AWS Security ChangesHomeSearch

AWS managedservices documentation change

Service: managedservices · 2025-10-25 · Documentation low

File: managedservices/latest/userguide/mon-cwai.md

Summary

Changed IAM change type from 'review required' to 'managed automation' for CloudWatch Application Insights setup

Security assessment

The change modifies the process flow for IAM role creation but does not address any specific security vulnerability or weakness. It indicates a shift to managed automation rather than manual review, but there's no evidence this was prompted by a security incident.

Diff

diff --git a/managedservices/latest/userguide/mon-cwai.md b/managedservices/latest/userguide/mon-cwai.md
index 499b68e45..625d4ba2f 100644
--- a//managedservices/latest/userguide/mon-cwai.md
+++ b//managedservices/latest/userguide/mon-cwai.md
@@ -13 +13 @@ AMS does not monitor problems from CloudWatch Application Insights because they
-To use CloudWatch Application Insights, submit an RFC with the Deployment | Advanced stack components | Identity and Access Management (IAM) | Create entity or policy (review required) change type (ct-3dpd8mdd9jn1r) with a request to create an IAM role that provides you with permission to configure CloudWatch Application Insights.
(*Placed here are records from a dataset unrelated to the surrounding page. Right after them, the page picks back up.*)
PR #1851, opened 2021-04-10
[RDY] Deal with staff attribute checks

### LINKED ISSUE #1838: [Bug] False missing Psychiatrist fax
#### Describe the issue
At some point between 0.64 and Trunk 152 the game is thinking I don't have a Psychiatrist even though a Consultant Surgeon Psychiatrist is given at the start of the level.

#### Steps to Reproduce
1. *Load save game attached to this ticket* (may be useless)

2. Have a Psych built and hire no new doctors etc.

3. Wake for a psych patient to need psych.

#### Save Game

[emergencytests.zip](https://github.com/CorsixTH/CorsixTH/files/6140466/emergencytests.zip)

#### Expected Behavior
See the Psychiatrist

#### System Information
**CorsixTH Version:** *Trunk 151*

#### Gamelog.txt

```
Paste gamelog.txt output here
```

### Additional Info
illustrate the problem.*
image

You can temporarily fix it by editing Psychiatrist and going back 1 stage to replace door, then finish editing. But it comes back.

mugmuggy:
*Fixes #1838*

- Use staff.profile to avoid inline class conversions, for Surgeons
- Reuse fulfillsCriterion function to support counting staff Category

fulfillsCriterion seemed to only really be used for flow of logic when a room was in scope in the calls dispatcher where a room is in scope or a room calling it within its methods so Receptionist seems safe to implement.

### DIFF
--- a/CorsixTH/Lua/entities/humanoids/staff/doctor.lua
+++ b/CorsixTH/Lua/entities/humanoids/staff/doctor.lua
@@ -249,17 +249,18 @@ local profile_attributes = {
   Psychiatrist = "is_psychiatrist",
   Surgeon = "is_surgeon",
   Researcher = "is_researcher",
+  Junior = "is_junior",
+  Consultant = "is_consultant",
 }
 
 -- Helper function to decide if Staff fulfills a criterion
--- (one of "Doctor", "Nurse", "Psychiatrist", "Surgeon", "Researcher" and "Handyman")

There are two options to receive the problems identified: through an SNS topic or with a target in CloudWatch Event rules. In the RFC, specify which you want. If you plan to use CloudWatch Event rules, also specify the rule definition in the RFC. After you're set up with CloudWatch Application Insights, you receive notice of potential problems including insights that point to a possible root cause. 
+To use CloudWatch Application Insights, submit an RFC with the Deployment | Advanced stack components | Identity and Access Management (IAM) | Create entity or policy (managed automation) change type (ct-3dpd8mdd9jn1r) with a request to create an IAM role that provides you with permission to configure CloudWatch Application Insights. There are two options to receive the problems identified: through an SNS topic or with a target in CloudWatch Event rules. In the RFC, specify which you want. If you plan to use CloudWatch Event rules, also specify the rule definition in the RFC. After you're set up with CloudWatch Application Insights, you receive notice of potential problems including insights that point to a possible root cause.